(Stored entries)
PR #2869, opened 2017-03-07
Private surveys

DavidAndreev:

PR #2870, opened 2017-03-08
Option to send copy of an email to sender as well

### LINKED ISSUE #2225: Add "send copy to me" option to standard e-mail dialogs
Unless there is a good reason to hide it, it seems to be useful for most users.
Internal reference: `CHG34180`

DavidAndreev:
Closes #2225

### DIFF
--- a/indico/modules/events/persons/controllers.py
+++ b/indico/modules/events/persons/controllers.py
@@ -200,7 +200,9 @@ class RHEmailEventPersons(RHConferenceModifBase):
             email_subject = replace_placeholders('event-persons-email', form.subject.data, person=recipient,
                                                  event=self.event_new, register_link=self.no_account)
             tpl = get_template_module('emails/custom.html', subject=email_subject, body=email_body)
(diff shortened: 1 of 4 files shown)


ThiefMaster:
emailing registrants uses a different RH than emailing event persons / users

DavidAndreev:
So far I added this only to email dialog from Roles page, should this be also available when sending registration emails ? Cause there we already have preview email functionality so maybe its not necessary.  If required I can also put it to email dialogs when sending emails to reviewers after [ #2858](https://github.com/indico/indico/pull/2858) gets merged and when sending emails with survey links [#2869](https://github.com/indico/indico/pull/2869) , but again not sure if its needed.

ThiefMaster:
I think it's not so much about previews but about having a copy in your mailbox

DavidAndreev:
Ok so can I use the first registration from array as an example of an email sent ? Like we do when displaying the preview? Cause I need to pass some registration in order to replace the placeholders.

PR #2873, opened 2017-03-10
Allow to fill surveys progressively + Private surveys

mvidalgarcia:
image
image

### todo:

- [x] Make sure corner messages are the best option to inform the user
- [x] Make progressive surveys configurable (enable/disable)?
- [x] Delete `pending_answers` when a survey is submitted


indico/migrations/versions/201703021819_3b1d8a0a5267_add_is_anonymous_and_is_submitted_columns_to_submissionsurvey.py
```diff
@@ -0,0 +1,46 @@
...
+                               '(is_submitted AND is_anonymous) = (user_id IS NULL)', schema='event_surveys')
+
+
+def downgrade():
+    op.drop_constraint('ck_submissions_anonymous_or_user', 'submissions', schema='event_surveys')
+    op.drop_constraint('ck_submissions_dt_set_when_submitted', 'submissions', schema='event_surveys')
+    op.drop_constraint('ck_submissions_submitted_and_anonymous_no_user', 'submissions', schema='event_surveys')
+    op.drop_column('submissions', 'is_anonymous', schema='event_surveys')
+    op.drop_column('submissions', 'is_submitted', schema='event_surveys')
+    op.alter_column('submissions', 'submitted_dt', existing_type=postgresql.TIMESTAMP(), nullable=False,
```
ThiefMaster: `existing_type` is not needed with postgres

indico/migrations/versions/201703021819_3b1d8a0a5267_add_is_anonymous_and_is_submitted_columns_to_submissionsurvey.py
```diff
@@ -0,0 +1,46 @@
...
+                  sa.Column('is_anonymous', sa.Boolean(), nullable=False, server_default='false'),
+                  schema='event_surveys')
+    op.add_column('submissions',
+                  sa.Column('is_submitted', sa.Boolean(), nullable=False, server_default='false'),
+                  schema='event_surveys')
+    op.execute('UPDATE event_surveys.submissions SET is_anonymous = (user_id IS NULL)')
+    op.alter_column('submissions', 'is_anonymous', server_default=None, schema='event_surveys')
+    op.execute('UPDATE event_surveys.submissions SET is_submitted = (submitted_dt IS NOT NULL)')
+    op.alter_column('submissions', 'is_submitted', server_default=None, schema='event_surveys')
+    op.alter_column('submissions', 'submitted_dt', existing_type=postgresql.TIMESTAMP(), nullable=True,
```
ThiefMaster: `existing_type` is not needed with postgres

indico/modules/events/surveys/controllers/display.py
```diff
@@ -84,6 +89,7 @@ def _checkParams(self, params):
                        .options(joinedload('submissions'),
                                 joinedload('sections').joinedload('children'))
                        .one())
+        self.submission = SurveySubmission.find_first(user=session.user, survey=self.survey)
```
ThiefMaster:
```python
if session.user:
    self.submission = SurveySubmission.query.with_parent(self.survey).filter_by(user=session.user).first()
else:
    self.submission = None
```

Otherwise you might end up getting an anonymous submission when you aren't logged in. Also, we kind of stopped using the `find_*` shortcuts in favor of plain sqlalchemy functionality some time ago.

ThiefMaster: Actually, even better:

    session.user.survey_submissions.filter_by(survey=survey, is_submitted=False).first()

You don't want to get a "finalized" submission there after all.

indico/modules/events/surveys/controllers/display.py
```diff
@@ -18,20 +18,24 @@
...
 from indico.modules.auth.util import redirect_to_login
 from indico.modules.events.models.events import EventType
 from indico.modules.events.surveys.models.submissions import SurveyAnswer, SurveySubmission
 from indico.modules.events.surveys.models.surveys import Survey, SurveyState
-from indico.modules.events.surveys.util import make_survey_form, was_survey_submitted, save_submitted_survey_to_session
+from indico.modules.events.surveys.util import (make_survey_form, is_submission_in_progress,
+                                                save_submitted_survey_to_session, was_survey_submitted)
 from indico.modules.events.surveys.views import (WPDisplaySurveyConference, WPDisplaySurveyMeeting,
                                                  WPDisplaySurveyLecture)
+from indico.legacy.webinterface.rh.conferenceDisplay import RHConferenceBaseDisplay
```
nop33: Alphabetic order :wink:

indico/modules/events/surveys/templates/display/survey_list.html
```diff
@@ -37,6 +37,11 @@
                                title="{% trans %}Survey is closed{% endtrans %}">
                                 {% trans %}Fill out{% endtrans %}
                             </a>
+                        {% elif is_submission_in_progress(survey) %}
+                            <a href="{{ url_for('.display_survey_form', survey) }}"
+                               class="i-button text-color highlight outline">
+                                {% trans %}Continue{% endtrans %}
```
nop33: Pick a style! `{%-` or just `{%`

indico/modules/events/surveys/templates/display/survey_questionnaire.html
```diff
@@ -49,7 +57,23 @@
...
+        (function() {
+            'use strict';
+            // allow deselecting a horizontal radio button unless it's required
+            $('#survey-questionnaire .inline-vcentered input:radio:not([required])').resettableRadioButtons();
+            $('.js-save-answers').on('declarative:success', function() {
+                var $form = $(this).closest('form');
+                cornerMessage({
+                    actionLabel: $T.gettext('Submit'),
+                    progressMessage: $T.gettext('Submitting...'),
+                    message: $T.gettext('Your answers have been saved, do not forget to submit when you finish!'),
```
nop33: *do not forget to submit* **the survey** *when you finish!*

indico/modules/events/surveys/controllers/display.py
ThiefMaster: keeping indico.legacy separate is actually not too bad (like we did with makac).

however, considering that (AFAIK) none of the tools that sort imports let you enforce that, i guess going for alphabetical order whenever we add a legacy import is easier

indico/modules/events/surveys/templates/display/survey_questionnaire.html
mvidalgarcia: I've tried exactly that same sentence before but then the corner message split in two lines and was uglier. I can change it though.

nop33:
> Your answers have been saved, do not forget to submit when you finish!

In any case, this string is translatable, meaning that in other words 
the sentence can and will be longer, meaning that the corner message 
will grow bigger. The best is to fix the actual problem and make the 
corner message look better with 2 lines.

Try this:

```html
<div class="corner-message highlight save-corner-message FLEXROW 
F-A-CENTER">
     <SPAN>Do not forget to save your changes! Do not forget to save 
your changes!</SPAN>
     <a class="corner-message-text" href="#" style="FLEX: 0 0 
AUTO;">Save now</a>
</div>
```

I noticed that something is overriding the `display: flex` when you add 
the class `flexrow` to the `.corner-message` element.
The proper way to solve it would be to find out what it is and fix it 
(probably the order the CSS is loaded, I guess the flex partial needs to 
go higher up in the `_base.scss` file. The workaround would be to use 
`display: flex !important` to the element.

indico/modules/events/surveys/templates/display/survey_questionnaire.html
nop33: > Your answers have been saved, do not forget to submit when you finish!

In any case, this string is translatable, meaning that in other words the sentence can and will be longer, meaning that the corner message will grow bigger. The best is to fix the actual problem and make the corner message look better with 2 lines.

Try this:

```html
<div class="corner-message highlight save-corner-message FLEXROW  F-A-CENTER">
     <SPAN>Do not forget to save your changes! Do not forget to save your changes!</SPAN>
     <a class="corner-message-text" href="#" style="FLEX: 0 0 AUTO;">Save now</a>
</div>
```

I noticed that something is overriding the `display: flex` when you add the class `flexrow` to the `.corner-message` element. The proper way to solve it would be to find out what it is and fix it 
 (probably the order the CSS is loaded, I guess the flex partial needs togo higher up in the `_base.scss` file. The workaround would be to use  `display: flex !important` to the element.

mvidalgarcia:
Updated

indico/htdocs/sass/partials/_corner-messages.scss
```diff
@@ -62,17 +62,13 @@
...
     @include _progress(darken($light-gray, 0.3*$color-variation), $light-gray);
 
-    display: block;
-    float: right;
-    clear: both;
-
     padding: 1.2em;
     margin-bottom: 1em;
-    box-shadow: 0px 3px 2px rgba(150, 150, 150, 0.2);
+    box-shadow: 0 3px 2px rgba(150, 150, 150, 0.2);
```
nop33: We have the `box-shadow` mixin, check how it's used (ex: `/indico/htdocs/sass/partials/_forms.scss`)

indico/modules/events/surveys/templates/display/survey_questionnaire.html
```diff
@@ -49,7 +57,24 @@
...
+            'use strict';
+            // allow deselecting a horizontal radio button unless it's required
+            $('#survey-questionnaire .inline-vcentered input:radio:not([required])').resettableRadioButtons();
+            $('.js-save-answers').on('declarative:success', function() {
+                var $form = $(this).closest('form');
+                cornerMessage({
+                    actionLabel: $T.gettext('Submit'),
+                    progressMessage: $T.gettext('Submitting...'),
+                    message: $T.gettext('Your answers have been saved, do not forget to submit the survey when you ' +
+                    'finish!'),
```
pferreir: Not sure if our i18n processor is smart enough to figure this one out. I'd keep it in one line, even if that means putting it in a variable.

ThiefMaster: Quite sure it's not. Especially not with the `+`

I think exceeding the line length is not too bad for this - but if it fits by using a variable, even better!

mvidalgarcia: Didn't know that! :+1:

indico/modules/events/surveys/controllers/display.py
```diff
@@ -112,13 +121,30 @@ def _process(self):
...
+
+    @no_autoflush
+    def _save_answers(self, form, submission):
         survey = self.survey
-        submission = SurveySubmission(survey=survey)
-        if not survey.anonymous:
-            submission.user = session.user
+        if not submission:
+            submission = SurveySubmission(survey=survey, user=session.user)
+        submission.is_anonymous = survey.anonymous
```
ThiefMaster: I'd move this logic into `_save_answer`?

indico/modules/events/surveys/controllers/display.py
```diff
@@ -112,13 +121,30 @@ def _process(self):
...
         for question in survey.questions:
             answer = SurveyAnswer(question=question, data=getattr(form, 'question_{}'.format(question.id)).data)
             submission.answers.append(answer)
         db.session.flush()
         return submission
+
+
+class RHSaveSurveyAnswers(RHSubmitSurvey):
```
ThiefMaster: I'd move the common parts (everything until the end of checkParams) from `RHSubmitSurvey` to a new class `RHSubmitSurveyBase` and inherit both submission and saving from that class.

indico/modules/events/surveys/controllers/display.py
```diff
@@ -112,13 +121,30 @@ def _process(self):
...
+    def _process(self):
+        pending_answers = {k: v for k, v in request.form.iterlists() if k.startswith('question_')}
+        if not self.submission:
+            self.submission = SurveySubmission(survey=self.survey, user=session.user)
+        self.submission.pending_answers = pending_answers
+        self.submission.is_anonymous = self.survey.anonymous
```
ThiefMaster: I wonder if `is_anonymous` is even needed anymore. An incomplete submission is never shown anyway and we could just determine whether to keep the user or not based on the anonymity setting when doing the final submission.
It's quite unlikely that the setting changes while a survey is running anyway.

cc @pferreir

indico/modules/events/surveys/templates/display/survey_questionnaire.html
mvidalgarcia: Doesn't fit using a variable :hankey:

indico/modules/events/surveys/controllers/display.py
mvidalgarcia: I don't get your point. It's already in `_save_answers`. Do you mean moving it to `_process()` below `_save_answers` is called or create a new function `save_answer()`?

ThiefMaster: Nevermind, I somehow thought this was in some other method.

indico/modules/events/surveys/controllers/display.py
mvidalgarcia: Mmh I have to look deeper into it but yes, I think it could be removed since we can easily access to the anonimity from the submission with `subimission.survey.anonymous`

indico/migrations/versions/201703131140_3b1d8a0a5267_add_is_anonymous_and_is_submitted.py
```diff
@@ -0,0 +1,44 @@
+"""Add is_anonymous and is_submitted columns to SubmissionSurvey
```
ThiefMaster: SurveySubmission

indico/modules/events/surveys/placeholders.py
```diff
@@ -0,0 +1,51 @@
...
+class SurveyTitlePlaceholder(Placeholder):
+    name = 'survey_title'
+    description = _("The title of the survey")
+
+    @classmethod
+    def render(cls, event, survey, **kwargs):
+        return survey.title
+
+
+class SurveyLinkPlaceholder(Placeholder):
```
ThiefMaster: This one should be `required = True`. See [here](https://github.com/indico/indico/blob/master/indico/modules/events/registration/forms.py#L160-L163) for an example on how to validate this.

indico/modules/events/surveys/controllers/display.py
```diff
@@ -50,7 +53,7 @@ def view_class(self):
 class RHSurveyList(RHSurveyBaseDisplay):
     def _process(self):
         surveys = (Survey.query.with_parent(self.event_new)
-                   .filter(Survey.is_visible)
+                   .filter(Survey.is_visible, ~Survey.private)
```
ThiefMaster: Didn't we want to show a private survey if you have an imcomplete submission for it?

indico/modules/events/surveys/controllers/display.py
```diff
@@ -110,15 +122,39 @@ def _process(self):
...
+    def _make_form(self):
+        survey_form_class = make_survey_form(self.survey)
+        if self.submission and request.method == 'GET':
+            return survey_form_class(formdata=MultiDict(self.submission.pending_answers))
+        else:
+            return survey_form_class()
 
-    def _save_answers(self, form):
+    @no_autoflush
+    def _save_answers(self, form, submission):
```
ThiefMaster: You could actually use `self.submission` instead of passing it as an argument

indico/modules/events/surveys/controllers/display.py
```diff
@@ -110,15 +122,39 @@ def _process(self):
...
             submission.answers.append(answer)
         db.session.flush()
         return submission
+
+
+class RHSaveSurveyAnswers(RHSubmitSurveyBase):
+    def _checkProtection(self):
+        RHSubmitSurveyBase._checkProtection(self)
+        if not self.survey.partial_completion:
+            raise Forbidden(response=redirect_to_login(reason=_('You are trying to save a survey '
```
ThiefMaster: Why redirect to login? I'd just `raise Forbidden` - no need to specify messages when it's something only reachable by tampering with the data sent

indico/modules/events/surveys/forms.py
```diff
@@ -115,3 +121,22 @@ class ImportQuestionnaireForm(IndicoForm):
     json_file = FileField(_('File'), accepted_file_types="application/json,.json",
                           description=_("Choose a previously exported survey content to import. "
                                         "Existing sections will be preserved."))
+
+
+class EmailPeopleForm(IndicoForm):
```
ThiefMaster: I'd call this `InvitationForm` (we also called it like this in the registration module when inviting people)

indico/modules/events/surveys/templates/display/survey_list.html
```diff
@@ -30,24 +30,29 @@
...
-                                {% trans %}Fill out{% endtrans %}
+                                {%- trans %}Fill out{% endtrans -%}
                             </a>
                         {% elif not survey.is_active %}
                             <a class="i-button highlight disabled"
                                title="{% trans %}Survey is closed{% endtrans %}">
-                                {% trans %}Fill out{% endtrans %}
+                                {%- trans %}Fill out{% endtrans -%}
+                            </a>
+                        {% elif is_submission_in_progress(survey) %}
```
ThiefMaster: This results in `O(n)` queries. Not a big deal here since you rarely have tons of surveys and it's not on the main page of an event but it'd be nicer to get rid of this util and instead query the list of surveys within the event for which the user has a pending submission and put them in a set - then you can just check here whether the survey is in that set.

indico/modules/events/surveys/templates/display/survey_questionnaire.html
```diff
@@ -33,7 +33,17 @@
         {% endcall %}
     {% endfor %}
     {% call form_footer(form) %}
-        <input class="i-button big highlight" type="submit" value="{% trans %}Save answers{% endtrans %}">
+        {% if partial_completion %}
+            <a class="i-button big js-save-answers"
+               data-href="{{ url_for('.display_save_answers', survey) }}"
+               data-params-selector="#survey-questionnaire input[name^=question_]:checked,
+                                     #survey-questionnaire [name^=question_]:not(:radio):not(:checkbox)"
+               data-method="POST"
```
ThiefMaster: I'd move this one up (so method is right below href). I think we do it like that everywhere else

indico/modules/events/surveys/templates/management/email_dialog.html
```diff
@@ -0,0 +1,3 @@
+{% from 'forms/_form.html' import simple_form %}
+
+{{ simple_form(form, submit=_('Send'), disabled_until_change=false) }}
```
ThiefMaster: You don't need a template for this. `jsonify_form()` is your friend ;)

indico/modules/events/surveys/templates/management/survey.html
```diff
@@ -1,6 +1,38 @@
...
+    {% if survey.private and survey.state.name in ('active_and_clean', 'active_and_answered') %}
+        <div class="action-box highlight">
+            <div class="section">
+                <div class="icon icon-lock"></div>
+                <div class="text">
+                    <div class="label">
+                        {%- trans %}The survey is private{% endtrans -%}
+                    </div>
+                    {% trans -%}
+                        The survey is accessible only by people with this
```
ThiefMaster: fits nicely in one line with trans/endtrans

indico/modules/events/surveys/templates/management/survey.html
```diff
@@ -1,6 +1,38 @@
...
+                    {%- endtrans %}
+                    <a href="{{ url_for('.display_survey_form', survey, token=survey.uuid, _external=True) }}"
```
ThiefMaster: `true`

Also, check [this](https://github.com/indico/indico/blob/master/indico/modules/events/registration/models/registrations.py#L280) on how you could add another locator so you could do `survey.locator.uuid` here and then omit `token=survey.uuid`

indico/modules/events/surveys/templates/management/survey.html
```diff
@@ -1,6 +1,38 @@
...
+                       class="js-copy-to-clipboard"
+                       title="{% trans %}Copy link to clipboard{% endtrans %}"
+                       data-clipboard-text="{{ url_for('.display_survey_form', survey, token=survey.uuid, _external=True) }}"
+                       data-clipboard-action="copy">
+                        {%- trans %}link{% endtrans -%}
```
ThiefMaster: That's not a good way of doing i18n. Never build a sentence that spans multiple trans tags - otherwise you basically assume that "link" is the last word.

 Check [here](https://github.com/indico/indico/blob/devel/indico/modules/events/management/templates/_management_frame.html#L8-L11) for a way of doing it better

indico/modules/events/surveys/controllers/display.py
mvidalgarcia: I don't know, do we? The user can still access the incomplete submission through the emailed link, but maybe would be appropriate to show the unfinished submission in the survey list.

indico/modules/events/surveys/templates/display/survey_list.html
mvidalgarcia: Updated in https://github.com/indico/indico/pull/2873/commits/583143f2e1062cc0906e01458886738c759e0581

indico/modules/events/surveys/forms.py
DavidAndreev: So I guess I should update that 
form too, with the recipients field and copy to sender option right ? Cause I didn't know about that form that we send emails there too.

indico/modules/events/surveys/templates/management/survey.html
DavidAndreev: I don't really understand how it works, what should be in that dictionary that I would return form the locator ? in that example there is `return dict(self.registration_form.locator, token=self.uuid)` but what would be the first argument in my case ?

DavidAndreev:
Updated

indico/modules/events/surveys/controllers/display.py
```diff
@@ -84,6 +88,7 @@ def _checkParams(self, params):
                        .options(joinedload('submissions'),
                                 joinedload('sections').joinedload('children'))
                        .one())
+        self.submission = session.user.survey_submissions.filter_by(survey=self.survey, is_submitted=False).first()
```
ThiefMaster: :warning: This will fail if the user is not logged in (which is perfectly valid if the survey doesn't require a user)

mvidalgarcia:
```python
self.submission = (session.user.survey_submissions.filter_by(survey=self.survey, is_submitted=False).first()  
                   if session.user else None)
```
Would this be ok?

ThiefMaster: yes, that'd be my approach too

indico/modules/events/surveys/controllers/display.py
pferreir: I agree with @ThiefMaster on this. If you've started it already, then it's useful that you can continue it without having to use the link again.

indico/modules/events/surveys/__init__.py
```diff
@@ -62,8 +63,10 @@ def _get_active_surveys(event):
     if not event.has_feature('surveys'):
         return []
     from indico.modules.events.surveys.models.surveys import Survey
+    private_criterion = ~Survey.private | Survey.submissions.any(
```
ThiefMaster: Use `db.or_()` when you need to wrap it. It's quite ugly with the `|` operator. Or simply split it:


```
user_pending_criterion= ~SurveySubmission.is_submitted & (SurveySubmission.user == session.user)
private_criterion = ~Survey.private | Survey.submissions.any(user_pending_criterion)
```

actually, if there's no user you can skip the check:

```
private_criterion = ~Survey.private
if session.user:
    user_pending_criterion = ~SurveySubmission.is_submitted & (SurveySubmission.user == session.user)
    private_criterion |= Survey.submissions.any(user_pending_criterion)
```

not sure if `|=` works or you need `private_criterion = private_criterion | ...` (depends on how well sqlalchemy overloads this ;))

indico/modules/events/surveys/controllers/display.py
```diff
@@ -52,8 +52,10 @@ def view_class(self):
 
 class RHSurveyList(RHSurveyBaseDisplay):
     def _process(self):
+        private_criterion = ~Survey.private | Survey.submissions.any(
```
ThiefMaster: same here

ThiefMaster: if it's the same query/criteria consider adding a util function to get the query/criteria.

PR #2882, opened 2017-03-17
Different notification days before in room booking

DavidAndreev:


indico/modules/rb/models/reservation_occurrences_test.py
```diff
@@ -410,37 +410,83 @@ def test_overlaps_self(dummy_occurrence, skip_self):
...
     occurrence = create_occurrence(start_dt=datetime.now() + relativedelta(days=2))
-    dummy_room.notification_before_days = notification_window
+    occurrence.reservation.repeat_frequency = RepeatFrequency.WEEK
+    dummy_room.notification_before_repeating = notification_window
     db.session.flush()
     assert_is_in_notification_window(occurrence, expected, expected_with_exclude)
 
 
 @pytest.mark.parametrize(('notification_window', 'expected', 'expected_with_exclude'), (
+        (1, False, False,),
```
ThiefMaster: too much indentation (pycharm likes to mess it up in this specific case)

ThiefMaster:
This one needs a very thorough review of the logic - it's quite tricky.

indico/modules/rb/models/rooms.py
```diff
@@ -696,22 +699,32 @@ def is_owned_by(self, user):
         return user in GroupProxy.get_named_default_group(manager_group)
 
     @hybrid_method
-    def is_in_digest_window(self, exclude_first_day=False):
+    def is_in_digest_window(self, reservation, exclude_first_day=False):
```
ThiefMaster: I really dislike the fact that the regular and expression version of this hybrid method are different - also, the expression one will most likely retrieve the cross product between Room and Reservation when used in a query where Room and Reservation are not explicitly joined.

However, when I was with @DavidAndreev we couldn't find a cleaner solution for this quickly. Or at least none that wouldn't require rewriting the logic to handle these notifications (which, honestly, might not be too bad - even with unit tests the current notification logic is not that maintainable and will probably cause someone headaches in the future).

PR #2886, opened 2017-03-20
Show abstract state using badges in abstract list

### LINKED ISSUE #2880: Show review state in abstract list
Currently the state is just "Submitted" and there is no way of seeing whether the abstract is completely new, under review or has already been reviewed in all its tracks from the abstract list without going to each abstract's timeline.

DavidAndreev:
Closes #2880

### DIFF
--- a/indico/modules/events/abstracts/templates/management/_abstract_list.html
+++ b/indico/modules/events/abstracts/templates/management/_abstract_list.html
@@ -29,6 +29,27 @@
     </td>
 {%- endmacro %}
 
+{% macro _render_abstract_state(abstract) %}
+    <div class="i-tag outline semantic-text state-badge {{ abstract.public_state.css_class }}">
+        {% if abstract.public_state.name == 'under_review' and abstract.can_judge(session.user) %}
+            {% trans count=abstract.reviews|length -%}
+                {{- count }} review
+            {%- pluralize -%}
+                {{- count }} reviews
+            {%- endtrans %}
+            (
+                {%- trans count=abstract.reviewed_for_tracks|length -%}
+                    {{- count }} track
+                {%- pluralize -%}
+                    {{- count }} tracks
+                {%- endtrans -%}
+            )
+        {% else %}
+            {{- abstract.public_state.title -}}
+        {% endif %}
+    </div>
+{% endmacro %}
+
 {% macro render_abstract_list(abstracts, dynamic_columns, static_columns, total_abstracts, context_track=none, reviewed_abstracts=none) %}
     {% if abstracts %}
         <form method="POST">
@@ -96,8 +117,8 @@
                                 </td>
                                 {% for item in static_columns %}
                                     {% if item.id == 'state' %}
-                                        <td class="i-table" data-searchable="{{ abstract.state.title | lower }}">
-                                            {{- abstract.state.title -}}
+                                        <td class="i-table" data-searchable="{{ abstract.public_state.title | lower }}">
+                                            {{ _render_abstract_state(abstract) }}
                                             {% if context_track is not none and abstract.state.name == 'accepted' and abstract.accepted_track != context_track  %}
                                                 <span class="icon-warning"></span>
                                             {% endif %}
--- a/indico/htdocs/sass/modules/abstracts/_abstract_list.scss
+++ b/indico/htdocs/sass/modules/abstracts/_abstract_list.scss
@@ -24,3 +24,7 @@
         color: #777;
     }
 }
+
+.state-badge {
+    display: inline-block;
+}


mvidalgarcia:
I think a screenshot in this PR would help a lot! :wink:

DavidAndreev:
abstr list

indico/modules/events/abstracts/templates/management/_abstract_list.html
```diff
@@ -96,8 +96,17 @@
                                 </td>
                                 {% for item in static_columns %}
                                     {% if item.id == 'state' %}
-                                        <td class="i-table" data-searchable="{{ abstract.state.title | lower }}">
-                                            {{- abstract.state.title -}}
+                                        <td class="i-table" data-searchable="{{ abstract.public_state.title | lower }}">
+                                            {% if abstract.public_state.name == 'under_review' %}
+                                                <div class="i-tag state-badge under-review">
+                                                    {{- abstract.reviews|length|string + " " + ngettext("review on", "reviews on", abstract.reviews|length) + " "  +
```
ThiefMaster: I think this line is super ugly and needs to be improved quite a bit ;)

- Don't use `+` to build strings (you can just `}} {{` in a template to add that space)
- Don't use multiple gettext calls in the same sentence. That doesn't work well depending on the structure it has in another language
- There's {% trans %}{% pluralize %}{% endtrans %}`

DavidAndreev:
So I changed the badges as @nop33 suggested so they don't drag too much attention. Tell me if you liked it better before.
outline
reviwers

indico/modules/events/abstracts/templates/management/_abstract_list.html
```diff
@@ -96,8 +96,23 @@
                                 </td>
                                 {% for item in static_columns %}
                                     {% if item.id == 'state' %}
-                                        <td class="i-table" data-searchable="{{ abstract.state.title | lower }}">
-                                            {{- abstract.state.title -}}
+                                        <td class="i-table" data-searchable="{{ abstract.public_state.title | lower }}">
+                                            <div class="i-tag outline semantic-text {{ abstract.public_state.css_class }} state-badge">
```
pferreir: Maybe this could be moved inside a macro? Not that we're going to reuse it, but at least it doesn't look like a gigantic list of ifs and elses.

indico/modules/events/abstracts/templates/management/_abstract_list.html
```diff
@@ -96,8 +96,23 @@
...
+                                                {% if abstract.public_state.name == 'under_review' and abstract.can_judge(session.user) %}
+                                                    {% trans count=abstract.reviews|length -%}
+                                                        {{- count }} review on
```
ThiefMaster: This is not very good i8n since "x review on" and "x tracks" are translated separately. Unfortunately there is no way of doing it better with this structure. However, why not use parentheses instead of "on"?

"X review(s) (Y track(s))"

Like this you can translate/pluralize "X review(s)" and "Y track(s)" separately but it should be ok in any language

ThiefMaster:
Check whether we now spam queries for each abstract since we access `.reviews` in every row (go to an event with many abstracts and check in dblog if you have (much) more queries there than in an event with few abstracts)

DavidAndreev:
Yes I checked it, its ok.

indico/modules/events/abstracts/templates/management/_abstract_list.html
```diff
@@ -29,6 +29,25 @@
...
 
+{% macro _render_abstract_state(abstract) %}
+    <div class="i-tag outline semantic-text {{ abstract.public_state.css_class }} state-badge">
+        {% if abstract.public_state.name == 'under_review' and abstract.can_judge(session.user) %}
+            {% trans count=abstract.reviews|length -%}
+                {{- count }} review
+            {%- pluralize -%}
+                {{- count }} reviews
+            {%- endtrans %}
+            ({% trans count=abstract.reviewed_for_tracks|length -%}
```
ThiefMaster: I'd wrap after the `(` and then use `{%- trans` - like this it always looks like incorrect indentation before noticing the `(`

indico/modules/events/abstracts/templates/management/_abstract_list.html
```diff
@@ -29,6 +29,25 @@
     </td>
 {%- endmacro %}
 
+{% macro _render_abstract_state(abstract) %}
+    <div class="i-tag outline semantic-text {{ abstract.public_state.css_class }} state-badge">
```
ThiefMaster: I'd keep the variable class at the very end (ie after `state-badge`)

• **ASSIGNED TASK**: Within the entries above, report how many lines include "longer", and keep the answer to the number.

• **OUTPUT OF THE EXERCISE**: 2